Ehli Sünnet ve’l Cemaat
Ehli Sünnet ve’l Cemaat başlıklı yazımızı istifadenize sunuyoruz.
Ehl-i Sünnet ve’l-Cemâat, sünnet ve cemâat taraftarı, mensubu ve yanlısı demektir. Sünnet, Kur’ân-ı Kerîm’in hayat hâline gelmiş en güzel tefsiri ve en güzel uygulaması; dini tebliğ, ifta, beyân ile görevli kılınan Efendimiz (s.a.v.)’in İslâm’ın temel konularını anlama ve benimseme tarzıdır. Cemâat, Efendimiz (s.a.v.)’in sözü edilen hayatını bütün olarak benimseyen ve yansıtan müslüman toplumdur ki; vahyin ilk muhatapları olup inanç, ibâdet, hukuk ve ahlâk cepheleriyle İslâm’ı bir bütün olarak sonraki nesillere aktaran Ashâb (r.a.e.) cemâati anlamına gelir.
Sünnet ehli dediğimiz zaman, Efendimiz (s.a.v.)’in sünnetini benimseyip tâbi olan kimse demektir. Ehl-i Sünnet olanlar, Kur’ân-ı Kerîm’i, Efendimiz (s.a.v.)’in sünnetini ve sahabe (r.a.e.)’in icmasını kabul edenlerdir. Ehl-i sünnet isabetli bir yoldur. Çünkü Ehl-i sünnet, Kur’ân ve Sünnet’e uyulması gerektiğini kabul edip aklı, nakle tâbi kılmakla diğer mezheplere göre isabetli yolu tercih eden ana mezheptir. Zira dinde ana prensip vahye uymaktır. Mutlak ve mükemmel bir bilgi kaynağı olmayan aklın, nakle hâkim olması veya naklin akla tâbi kılınması halinde, vahye ihtiyaç kalmaz ve ilâhî emirler bir anlam taşımaz. İnsan bilgisi için vazgeçilmez bir kaynak olmasına rağmen sınırlı, dış tesirlere açık ve geleceği keşfetmekten yoksun bulunan akıl, vahyin desteğine muhtaçtır.
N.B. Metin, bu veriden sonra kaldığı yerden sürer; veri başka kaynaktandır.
PR #10865, opened 2024-09-19
IQSS/10379 Fix Metrics API Bugs

### LINKED ISSUE #10379: Metrics caching doesn't handle dataLocation parameter
The dataset related calls in https://github.com/IQSS/dataverse/blob/1dd5fa4717cef2667fa19491d5d2ba778480a472/src/main/java/edu/harvard/iq/dataverse/api/Metrics.java#L193-L313 support a dataLocation parameter to get info for local, remote (harvested), or all datasets. However, the caching doesn't handle the parameter. Thus, whichever call is made first is cached and served as the response regardless of whether the parameter is different the next time. A partial workaround is to clear the cache before making a call. 

A fix would involve adding the param value (after sanitizing) to the metricName being cached so that values for all three options are cached separately.

* When does this issue occur?
Metrics API

develop/6.1+

qqmyers:
**What this PR does / why we need it**: This PR addresses a bug reported in #10379 where a cached value did not include the choice of whether to report local, remote (harvested), or all datasets for the /datasets and /datasets/monthly endpoints, resulting in incorrect values when different values were used and a cached value was available. The PR uses the existing mechanism to cache the results with the local/remote/all dataLocation choices to avoid this.

The PR also addresses the issue raised in https://github.com/IQSS/dataverse/pull/10710#discussion_r1766904473 where the old queries to find the latest relevant version were broken if/when the minor version was greater than 9. The new queries rely on ordering the results by both the major and minor version numbers and using DISTINCT ON to pick the first entry (the one with the highest major version, and among those, the highest minor version.

Closes #10379

**Special notes for your reviewer**: I did some checking of the results from the old/new queries in sql: e.g. in simplest form, comparing 
` select DISTINCT ON (datasetversion.dataset_id) datasetversion.id from datasetversion join dataset on dataset.id = datasetversion.dataset_id where versionstate='RELEASED' order by datasetversion.dataset_id, datasetversion.versionnumber desc, datasetversion.minorversionnumber desc;`

with  
`select datasetversion.dataset_id || ':' || max(datasetversion.versionnumber || datasetversion.minorversionnumber) from datasetversion join dataset on dataset.id = datasetversion.dataset_id where versionstate='RELEASED' group by dataset_id;`

and they appear to give the same results. In going through the queries for different metrics, I realized that the string value being returned was never used, so I've simplified the selects to just return just the dataset id (when all we're doing is count(*)) or the datasetversion id (when we're matching against the version to, for example, find filemetadatas in that version).

Compare the results of any/all of the metrics APIs with the changed code. A potential shortcut that covers most endpoints would be to install/run the https://github.com/gdcc/dv-metrics app and view it's webpage and then compare the graphs produced before and after the PR. Whether testing manually or via the app, you need to `truncate metric;` to remove the cached values or call the[ /clearMetricsCache api call](https://guides.dataverse.org/en/latest/api/native-api.html#metrics).

**Additional documentation**:


landreev (approved):

ofahimIQSS:
Tested in internal environment. Fix looks good. 

[Testing of 10865.docx](https://github.com/user-attachments/files/17512635/Testing.of.10865.docx)

PR #10870, opened 2024-09-23
Fix NPE using CVOC

### LINKED ISSUE #10869: 6.3 : Indexing issue while using CVOC setting
Since Dataverse v6.3 (related to #10505 coded by myself), if you are using [:CVocConf](https://guides.dataverse.org/en/6.3/installation/config.html#cvocconf) with these specific conditions : 
- a child datasetfield as `term-uri-field` parameter 
- **AND** an empty json object for the `managed-fields` parameter

Then you will experience no indexation on update or create of dataset because of a `NullPointerException` handled by the code avoiding red alert message but catched silently causing no document to be add to solr.
Freshly created dataset will not appear and updated dataset will still appear but with unupdated metadata.

If you are in this context, I see no workaround but to patch your fork or deploy a fixed/superior version.

@qqmyers @pdurbin Could you help me for the communication and if it's suitable maybe the packaging of a new 6.3 version like https://groups.google.com/g/dataverse-community/c/evn5C-pyrS8/m/JrH9vp47DwAJ ?
At least add it to 6.4 milestone.
Thanks in advance and sorry for this.

luddaniel:

Fixes a possible `NullPointerException` that prevents the proper indexing of a dataset.

Closes #10869

Play around [:CVocConf](https://guides.dataverse.org/en/6.3/installation/config.html#cvocconf) and having multiple configuration activated like SKOMOS + ORCID

No

I don't think

### DIFF
--- a/doc/release-notes/10869-fix-npe-using-cvoc.md
+++ b/doc/release-notes/10869-fix-npe-using-cvoc.md
@@ -1,0 +1,1 @@
+This release fixes a bug in the external controlled vocabulary mechanism (introduced in v6.3) that could cause indexing to fail when a script is configured for one child field and no other child fields were managed.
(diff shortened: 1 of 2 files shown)


qqmyers (approved):
Makes sense. - Please add a one line release note, e.g.  - This release fixes a bug in the external controlled vocabulary mechanism (introduced in v6.3) that could cause indexing to fail when a script is configured for one child field and no other child fields were managed. 

FWIW: I didn't see this error using ORCID and ROR for the author field (requiring #10712) because the NPE is avoided due to the ORCID script registering to manage the other fields. - not sure if that provides a way to work-around in 6.3 or not, i.e. by adding a fake registration for a second (empty, missing?) script that would include the managed fields.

Ehl-i Sünnet, aklı vahye tâbi kılıp vahiyle akıl arasında bir denge kurmak, ayrıca Kitap, Sünnet, İcma, Kıyas gibi bütün şer’i usullere başvurmak suretiyle doğruya ulaşma ihtimalini yükseltmiş ve hemen hemen her konuda mutedil (dengeli) bir çizgide yer alıp aşırı uçlardan uzak kalmayı başarmıştır. Ehl-i Sünnet’in benimsediği itikâdî ve amelî hayat anlayışı, Efendimiz (s.a.v.) ve Dört Halife (r.a.e.) döneminde en güzel şekliyle yaşanmıştır.